----- ENTRIES PROVIDED

Issue #754, opened 2021-05-26
Null response from `DistQuery::Rewards` when there are no rewards


baedrik:
When a secret contract attempts to do the Rewards query from the Distribution module like follows (where delegator is the HumanAddr whose rewards you want to view):
```rust
    let rewards_resp: RewardsResponse = deps.querier.query(&QueryRequest::Dist(DistQuery::Rewards {
       delegator,
    }))?;
```
If the delegator does not have any pending rewards, the query returns a null response which causes a parse error.  Instead it should always return a valid `RewardsResponse`, but when there are no rewards, the `rewards` and `total` fields should be empty Vecs.

assafmo:
@liorbond is this fixed in v1.4?

PR #1094, opened 2022-08-25
Fix v010 DistQuery::Rewards bug

eladr7:
When making a DistQuery::Rewards, where the delegator does not have any pending rewards the query returns null for rewards. e.g. {"rewards":null,"total":[]}
The desired result is to return an empty vector in such a case; e.g. {"rewards":[],"total":[]}

*I will change the fix to be more pretty in an upcoming update

### DIFF
--- a/go-cosmwasm/types/queries.go
+++ b/go-cosmwasm/types/queries.go
@@ -469,8 +469,8 @@ type RewardsQuery struct {
 
 // DelegationResponse is the expected response to DelegationsQuery
 type RewardsResponse struct {
-	Rewards []Rewards   `json:"rewards,omitempty"`
-	Total   RewardCoins `json:"total,omitempty"`
+	Rewards []Rewards   `json:"rewards"`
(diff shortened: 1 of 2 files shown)


assafmo:
Hi, please point the PR to the branch you came out of, rather than master

assafmo:
Also, without the ability to upgrade contracts I'm not sure I feel comfortable fixing this (i.e. breaking the current behavior), as we might already have contracts on mainnet that act upon "null as no rewards" and after this fix will stop functioning correctly.

We might want to wait for contract upgrades before we fix this, or at least reach out to all staking derivatives teams and ask whether this affects them.

Would love more feedback on this.

toml01:
#754

toml01:
Yes I tend to agree with @assafmo 
Looks like it got fixed on cosmwasm upstream. We should probably wait with this for contract upgrades or if we break backward compatibility in the future..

----------

# [WHAT TO WORK ON]
Only a number is expected here: how many lines above contain the word "pending".

# [SOLUTION]
2